Holographic superconductors in quintessence AdS black hole

TL;DR

This paper explores how quintessence parameters in a higher-dimensional AdS black hole background influence the formation and properties of holographic superconductors, revealing that stronger quintessence makes condensation harder.

Contribution

It introduces a new solution for quintessence AdS black holes and analyzes its effects on holographic superconductor phase transitions and conductivity properties.

Findings

Larger |w_q| lowers the critical temperature T_c.

Higher gap frequency to T_c ratio with increasing |w_q|.

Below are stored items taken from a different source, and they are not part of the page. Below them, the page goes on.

PR #653, opened 2022-12-05
Report if dataset does not exist but is in configuration

gmekicaxcient:
The idea is to report missing datasets through Prometheus. I used different metrics for different job types as it is easier to measure and debug in development, so it's an open question if it would be better to use one metric for all job types.

As this is my first open source project written in Go, please do tell me how to improve this code if you have any suggestions.

### DIFF
--- a/dist/grafana/grafana-prometheus-zrepl.json
+++ b/dist/grafana/grafana-prometheus-zrepl.json
@@ -1152,7 +1152,7 @@
                 },
                 {
                   "color": "red",
-                  "value": 80
+                  "value": 0
                 }
               ]
             }
@@ -1185,7 +1185,7 @@
               "uid": "${DS_PROMETHEUS}"
             },
             "editorMode": "builder",
-            "expr": "zrepl_zfs_list_unmatched_user_specified_dataset_count",
+            "expr": "rate(zrepl_zfs_list_unmatched_user_specified_dataset_count[1m])",
             "legendFormat": "__auto",
             "range": true,
             "refId": "A"
--- a/dist/grafana/grafana-prometheus-zrepl.json
+++ b/dist/grafana/grafana-prometheus-zrepl.json
@@ -1,1384 +1,1513 @@
 {
-    "__inputs": [
+  "__inputs": [
+    {
+      "name": "DS_PROMETHEUS",
+      "label": "Prometheus",
+      "description": "",
+      "type": "datasource",
+      "pluginId": "prometheus",
+      "pluginName": "Prometheus"
+    }
+  ],
+  "__elements": {},
+  "__requires": [
+    {
+      "type": "grafana",
+      "id": "grafana",
+      "name": "Grafana",
+      "version": "9.3.6"
+    },
+    {
+      "type": "panel",
+      "id": "graph",
+      "name": "Graph (old)",
+      "version": ""
+    },
+    {
+      "type": "panel",
+      "id": "heatmap",
+      "name": "Heatmap",
+      "version": ""
+    },
+    {
+      "type": "datasource",
+      "id": "prometheus",
+      "name": "Prometheus",
+      "version": "1.0.0"
+    },
+    {
+      "type": "panel",
+      "id": "stat",
+      "name": "Stat",
+      "version": ""
+    },
+    {
+      "type": "panel",
+      "id": "table",
+      "name": "Table",
+      "version": ""
+    },
+    {
+      "type": "panel",
+      "id": "text",
+      "name": "Text",
+      "version": ""
+    }
+  ],
+  "annotations": {
+    "list": [
       {
-        "name": "DS_PROMETHEUS",
-        "label": "Prometheus",
-        "description": "",
-        "type": "datasource",
-        "pluginId": "prometheus",
-        "pluginName": "Prometheus"
-      }
-    ],
-    "__elements": {},
-    "__requires": [
-      {
-        "type": "grafana",
-        "id": "grafana",
-        "name": "Grafana",
-        "version": "9.3.6"
-      },
-      {
-        "type": "panel",
-        "id": "graph",
-        "name": "Graph (old)",
-        "version": ""
-      },
-      {
-        "type": "datasource",
-        "id": "prometheus",
-        "name": "Prometheus",
-        "version": "1.0.0"
-      },
-      {
-        "type": "panel",
-        "id": "stat",
-        "name": "Stat",
-        "version": ""
-      },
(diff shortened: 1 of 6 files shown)


problame (changes requested):
My understanding of this PR is that you want a metric for the number of datasets that the configuration mentions by name, but are not present.
I can see a need for that and would merge such a feature.

As per your proposed changes, here is some general feedback:

1. We already evaluate the filesystem filter during replication:
here
https://github.com/zrepl/zrepl/blob/a6aa610165c60328f951cfc05c6429a531431bda/endpoint/endpoint.go#L615
and here
https://github.com/zrepl/zrepl/blob/a6aa610165c60328f951cfc05c6429a531431bda/endpoint/endpoint.go#L102

I would rather we extend the `DatasetFilter` interface so that, in addition to filter evaluation, it allows reporting the number of rules that haven't matched at all. You can then turn that into a metric.

2. You added a separate metric per job type (push, pull, ...). How about you just turn the job type into a prometheus label instead? 

So, with 1 and 2 combined, the metric would look like `zrepl_unmatched_dataset_filter_rule_count{jobType="push|pull|...", jobName="myjobname"} VALUE` . Please search for precedence in other metrics, I'm not sure whether `jobType` is commonly used vs something else.

gmekicaxcient:
Sorry for late reply! I do understand now what needs to be done, give me some time to experiment. Thank you!

gmekicaxcient:
I think I covered what you explained, but I'm still new to the codebase so please do give hints if something else needs working on. The metric has only "zrepl_job" label as I think job type wouldn't help much, so do tell me if other labels would be good to have here. Also, zrepl_job is the label used in other metrics so I used it, too.

gmekicaxcient:
I changed `Add` to `Set` as number of errors just keeps growing. I hope that is fine. Otherwise I didn't find any errors in scenarios I tried out.

gmekicaxcient:
I was thinking, maybe it would be good to have prometheus metrics for missing datasets reported through logger, too. The reasoning behind it is that not everybody have prometheus configured, but they do want to know if there's a missconfiguration. What do you think?

zfs/mapping.go
```diff
@@ -3,12 +3,18 @@ package zfs
 import (
 	"context"
 	"fmt"
+
+	"github.com/zrepl/zrepl/zfs/zfscmd"
 )
 
 type DatasetFilter interface {
 	Filter(p *DatasetPath) (pass bool, err error)
+	UserSpecifiedDatasets() UserSpecifiedDatasetsSet
```
problame, line 12:
```suggestion
	// The caller owns the returned set.
	// Implementations should return a copy.
	UserSpecifiedDatasets() UserSpecifiedDatasetsSet
```

zfs/mapping.go
```diff
@@ -87,5 +97,9 @@ func ZFSListMappingProperties(ctx context.Context, filter DatasetFilter, propert
 
 	}
 
+	jobid := zfscmd.GetJobIDOrDefault(ctx, "__nojobid")
+	metric := prom.ZFSListUnmatchedUserSpecifiedRulesCount.WithLabelValues(jobid)
+	metric.Set(float64(len(unmatchedUserSpecifiedDatasets)))
```
problame, line 102: This needs to be a counter that is incremented using `.Add()`.

The reason is that, at the zfs package level, we don't that the endpoint.go:ListFilesystems function is the only caller.

So, if we just `Set()` it to whatever the latest result was, it could flip if there are two callers, one with tan unmatched dataset, one without.

The solution is to use `Add()` with a counter, and use Prometheus to alert on "did the counter increase in the last $timeframe".

zfs/prometheus.go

Scalar condensation requires stronger coupling in quintessence background.

Abstract

We present a solution of Einstein equations describing a $d$-dimensional planar quintessence AdS black hole which depends on the state parameter $w_q$ of quintessence. We investigate holographic superconductors in this background and probe effects of the state parameter $w_q$ on the critical temperature $T_c$, the condensation formation and conductivity. The larger absolute value of $w_q$ leads to the lower critical temperature $T_c$ and the higher ratio between the gap frequency in conductivity to the critical temperature for the condensates. Moreover, we also find that the scalar condensate there exists an additional constraint condition originating from the quintessence $(d-1)w_q+\lambda_{\pm}>0$ for the operators $\mathcal{O}_{\pm}$, respectively. Our results show that the scalar condensation is harder to form and the occurrence of holographic dual superconductor needs the stronger coupling in the quintessence AdS black hole spacetime.